News Brief

US-China Tech War Ratchets Up With Warnings About Data From DJI Drones Being Valuable To Beijing For Spying

Swarajya Staff

Dec 20, 2021, 07:54 PM | Updated 08:44 PM IST

A DJI drone flying near the Brooklyn Bridge
A DJI drone flying near the Brooklyn Bridge

Shenzhen based SZ DJI Technology Co is the world's largest drone maker. Industry experts and politicians in the US are increasingly concerned that the data collected from DJI drones might end up becoming valuable to Chinese intelligence for espionage according to reports from Bloomberg.

DJI drones occupy more than 50 per cent of the US drone market. The concern is that data collected by the DJI drones may give the Chinese intelligence an access to sensitive information such as critical infrastructure like dams and bridges to personal information such as facial recognition.

American investment in the company was blocked on Thursday by the Biden administration. This move comes a year after the Trump administration blocked it from sourcing US parts.

A bipartisan group of lawmakers in DC are considering a bill that would ban federal purchases of the drone. Former top officials of both the Obama and Trump administration have warned about the possibility that Beijing whilst walling the personal data of 1.4 billion Chinese citizens is scooping personal information of citizens from rival nations.
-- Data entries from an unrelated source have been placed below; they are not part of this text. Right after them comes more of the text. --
PR #1767, opened 2022-06-20
Remove lab api classes from common4j

rpdome:
## Issue:
MicrosoftClientAssertion is using SHA1, and since it's shipped with common4j, library customers are now prompted by play store (that they're using insecure algorithm).

## Fix:
Remove MicrosoftClientAssertion and associated classes from common4j. Use the one in LabApiUtilities instead. (This means testutils will now dependent on LabApiUtilities)


shahzaibj:
Looks like tests in MSAL are broken because of this.

> Unable to get access token for automation:clientId is marked non-null but is null

rpdome:
> Looks like tests in MSAL are broken because of this.
> 
> > Unable to get access token for automation:clientId is marked non-null but is null

Hmm... I thought every tests were already executed locally.... seems like i missed something. thanks.

It should work now.

shahzaibj (approved):
Thanks Dome!

melissaahn (approved):
Makes sense, thanks Dome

According to former deputy national security advisor in the Trump administration, Matt Pottinger, President Xi Jinping has been more far sighted than other leaders in realising the importance of data for the purpose of getting an economic and military advantage.

The concerns about DJI drones posing a risk to national security is the latest flashpoint in the US-China tech war. Beijing has been acting more swiftly by strengthening its hold on Chinese Big Tech such as the recent crackdown on Tencent or the new policy mandating cyber security reviews for all tech firms who want to list on foreign exchanges.

This policy effectively forced the Chinese ride hailing giant Didi Global Inc to delist from the US just within 5 months and head to Hong Kong.

In the US prominent Republicans like Senator Tom Cotton and Marco Rubio have co-sponsored the bipartisan American Security Drone Act which would ban all federal purchases of DJI drones.

DJI on its part has maintained that "DJI is committed to protecting drone user data, which is why we design our systems so drone users have control of whether they share any data with us".

However the hurdle that DJI and other Chinese companies face is that few governments trust Beijing. The reason is China's National Intelligence Law which mandates 'Chinese companies to assist in espionage and keep those activities secret'.